The 69-61 Oak Hall win was a shootout for the ages, complete with multiple state records from a single player, a run at a national single-game mark and a running back who gained nearly 500 yards on the ground by himself. One particularly action-packed quarter took more than 90 minutes to play, and Prep Rally reader David Stirt -- an Oak Hall parent -- reported that the game lasted nearly three-and-a-half hours in total.
Want more proof of just how exceptional a matchup it was? Try this: The teams combined for 1,168 yards of total offense; 634 for St. John and 534 for Oak Hall. The 130 total points also tied a Florida state mark for most combined points in a single game.
As documented by the Gainesville Sun, Oak Hall senior quarterback Jared Armstrong was the real scene stealer, passing for nine touchdowns -- good for second most in national history in an 11-man high school game -- and tied a national mark for most touchdown passes in a quarter by throwing for five in the third period alone. Seven of Armstrong's nine scoring passes came in the second half. Perhaps most impressively of all, Armstrong's heavy-scoring performance came without the senior throwing a single interception.
"Jared caught fire tonight," Oak Hall coach Scott McDaniel told the Sun. "Tonight, they did a good job taking away the run game. They challenged our quarterback and our receivers to make plays and they did. Jared was as sharp as he has ever been."
Incredibly, Oak Hall needed all of that offense, in large part because they just couldn't stop St. John running back Calib Alexander, who had a game for the ages himself. Alexander carried the ball 33 times, racking up an amazing 458 yards and eight touchdowns in the process.
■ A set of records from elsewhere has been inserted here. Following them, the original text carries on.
Issue #71, opened 2018-10-19
Compilation issue with MacOSX Mojave


ncourty:
I encountered the following issue while installing POT on MacOSX Mojave, with 
python 3.6 

`python setup.py build
running build
running build_py
running build_ext
building 'ot.lp.emd_wrap' extension
/usr/bin/gcc -Wno-unused-result -Wsign-compare -Wunreachable-code -DNDEBUG -g -fwrapv -O3 -Wall -Wstrict-prototypes -I/anaconda3/include -arch x86_64 -I/anaconda3/include -arch x86_64 -Iot/lp -I/anaconda3/lib/python3.6/site-packages/numpy/core/include -I/Users/nico/code/POT/ot/lp -I/anaconda3/include/python3.6m -c ot/lp/emd_wrap.cpp -o build/temp.macosx-10.7-x86_64-3.6/ot/lp/emd_wrap.o
warning: include path for stdlibc++ headers not found; pass '-std=libc++' on the command line to use the libc++ standard library instead [-Wstdlibcxx-not-found]
In file included from ot/lp/emd_wrap.cpp:648:
In file included from /anaconda3/lib/python3.6/site-packages/numpy/core/include/numpy/arrayobject.h:4:
In file included from /anaconda3/lib/python3.6/site-packages/numpy/core/include/numpy/ndarrayobject.h:18:
In file included from /anaconda3/lib/python3.6/site-packages/numpy/core/include/numpy/ndarraytypes.h:1823:
/anaconda3/lib/python3.6/site-packages/numpy/core/include/numpy/npy_1_7_deprecated_api.h:15:2: warning: "Using deprecated NumPy API, disable it by "
      "#defining NPY_NO_DEPRECATED_API NPY_1_7_API_VERSION" [-W#warnings]
#warning "Using deprecated NumPy API, disable it by " \
 ^
In file included from ot/lp/emd_wrap.cpp:650:
ot/lp/EMD.h:19:10: fatal error: 'iostream' file not found
#include <iostream>
         ^~~~~~~~~~
2 warnings and 1 error generated.
error: command '/usr/bin/gcc' failed with exit status 1`

I finally solved it by adding in setup.py the following extra argument for the compiler 
extra_compile_args=["-stdlib=libc++"]

However before pushing a PR, it is not clear to me if adding this option will break compatibility with other OS. Meanwhile, it is a simple workaround for this problem.

rflamary:
Hello @ncourty 

[...]

PR #72, opened 2018-10-19
add -tdlib=libc++ argument

ncourty:


rflamary:
OK so now we know this parameter breaks the linux version ;)

So now we need to have a test about if Macosx and if Mojave (or above?) in the setup.py I guess.

You ok with this @ncourty ?

ncourty:
Added a platform dependant test in order to solve permanently #71

setup.py
```diff
@@ -24,6 +24,12 @@
 with open(os.path.join(ROOT, 'README.md'), encoding="utf-8") as f:
     README = f.read()
 
+# add platform dependant optional compilation argument
+opt_arg=["-O3"]
+import platform
+if platform.system()=='Darwin':
+  if platform.release()=='18.0.0':
```
rflamary: shouldn't you use >= instead, i don't think this option will be necessary on just of release of MacSOX

```suggestion
  if platform.release()>='18.0.0':
```

PS trying the suggestion thing it's nice.

setup.py
```diff
@@ -24,6 +24,12 @@
 with open(os.path.join(ROOT, 'README.md'), encoding="utf-8") as f:
     README = f.read()
 
+# add platform dependant optional compilation argument
+opt_arg=["-O3"]
```
rflamary: good catch

setup.py
ncourty: not sure about the suggestion. In its form I think the bug is partly due to the fact that python Extension module has trouble to get the correct path from the new locations of clang compiler on the new OSX. I hope this will be corrected in the future. Clearly it is a temporary patch here.

PR #80, opened 2019-03-29
add empirical sinkhorn and sinkhorn divergence functions

kilianFatras:
Hello,

I am sending a PR. The PR has for purpose to add empirical functions. Mainly, the added functions just need the original source data, target data and the regularization parameter for entropic OT. In the PR, you will find:
- Function to calculate the OT transportation matrix from empirical data
- Function to calculate the OT loss from empirical data
- Function to calculate the Sinkhorn divergence from empirical data
- Tests for those functions
- Example
- Fix doc stochastic OT

Those functions will be in the bregman.py file. Their test functions will be in test_bregman.py. Finally, their examples have been put in plot_OT_2D_samples.py.

### DIFF
--- a/ot/bregman.py
+++ b/ot/bregman.py
@@ -1569,8 +1569,26 @@ def empirical_sinkhorn_divergence(X_s, X_t, reg, a=None, b=None, metric='sqeucli
 
     .. [23] Aude Genevay, Gabriel Peyré, Marco Cuturi, Learning Generative Models with Sinkhorn Divergences,  Proceedings of the Twenty-First International Conference on Artficial Intelligence and Statistics, (AISTATS) 21, 2018
     '''
+    if log:
+        sinkhorn_loss_ab, log_ab = empirical_sinkhorn2(X_s, X_t, reg, a, b, metric=metric, numIterMax=numIterMax, stopThr=1e-9, verbose=verbose, log=log, **kwargs)
 
-    sinkhorn_div = (2 * empirical_sinkhorn2(X_s, X_t, reg, a, b, metric=metric, numIterMax=numIterMax, stopThr=1e-9, verbose=verbose, log=log, **kwargs) -
-                    empirical_sinkhorn2(X_s, X_s, reg, a, b, metric=metric, numIterMax=numIterMax, stopThr=1e-9, verbose=verbose, log=log, **kwargs) -
-                    empirical_sinkhorn2(X_t, X_t, reg, a, b, metric=metric, numIterMax=numIterMax, stopThr=1e-9, verbose=verbose, log=log, **kwargs))
-    return max(0, sinkhorn_div)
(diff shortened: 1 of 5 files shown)


rflamary:
Hello @kilianFatras and thank you for the PR,

Could you please build the html documentation (folder /docs, execute make html) and check that all the doc for the new function compile OK?

kilianFatras:
Hello, thank you for your answer.

I updated ot.bregman file with a new doc and I also updated ot.stochastic with a new doc.

ot/bregman.py
```diff
@@ -1296,3 +1298,279 @@ def unmix(a, D, M, M0, h0, reg, reg0, alpha, numItermax=1000,
...
+    >>> [2.99977435]
+
+
+    References
+    ----------
+
+    .. [23] Aude Genevay, Gabriel Peyré, Marco Cuturi, Learning Generative Models with Sinkhorn Divergences,  Proceedings of the Twenty-First International Conference on Artficial Intelligence and Statistics, (AISTATS) 21, 2018
+    '''
+
+    sinkhorn_div = (2 * empirical_sinkhorn2(X_s, X_t, reg, a, b, metric=metric, numIterMax=numIterMax, stopThr=1e-9, verbose=verbose, log=log, **kwargs) -
```
rflamary: This function fails if `log=True`. as a matter of fact if log=true you should return a log containing all 3 logs + the loss for each of the 3 OT compitation.

We also need a test for log=True

test/test_bregman.py
```diff
@@ -187,3 +188,57 @@ def test_unmix():
...
+    a = ot.unif(n)
+    b = ot.unif(n)
+    X_s = np.reshape(np.arange(n), (n, 1))
+    X_t = np.reshape(np.arange(0, n * 2, 2), (n, 1))
+    M = ot.dist(X_s, X_t)
+    M_s = ot.dist(X_s, X_s)
+    M_t = ot.dist(X_t, X_t)
+
+    emp_sinkhorn_div = ot.bregman.empirical_sinkhorn_divergence(X_s, X_t, 1)
+    sinkhorn_div = (2 * ot.sinkhorn2(a, b, M, 1) - ot.sinkhorn2(a, a, M_s, 1) -
```
rflamary: Definitely add a test for log=True here

kilianFatras: I added 2 log tests, I also changed the sinkhorn div = ot.sinkhorn2(a, b, M, 1) - 1/2 * ot.sinkhorn2(a, a, M_s, 1) - 1/2 * ot.sinkhorn2(b, b, M_t, 1)

davibarreira:
It seems that what `pot.py` is calling `empircal_sinkhorn_divergence` is different from the definition present in the paper by Genevay, which is cited in the documentation. What the paper calls "Sinkhorn Divergece" does not compute the regularization terms in the final cost, only for finding the optimal plan. Am I missing something? Is returning the "loss" instead of the cost using the entropical optimal plan done on purpose?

And the drama went far beyond two under-appreciated super stars racking up big numbers. Instead, it was a seesaw shootout in every sense of the word. St. John led 31-20 at halftime, but that was before the teams combined for an astounding nine touchdowns in the third quarter. Between those scores and the ones that followed in the fourth, the lead changed hands 7 times.
While Oak Hall took a lead for the final time with more than 10 minutes remaining, it's edge was only 62-61 until the final 1:32, when a final touchdown made up the final margin of victory.
That proved to be the coda on a very long night, though it was one that neither players or fans of either team is likely to forget any time soon.
"Despite my statistics, to go out here in my last game with a win, those numbers on the scoreboard mean more to me," Armstrong, the son of former NFL All-Pro defensive end Trace Armstrong, told the Sun.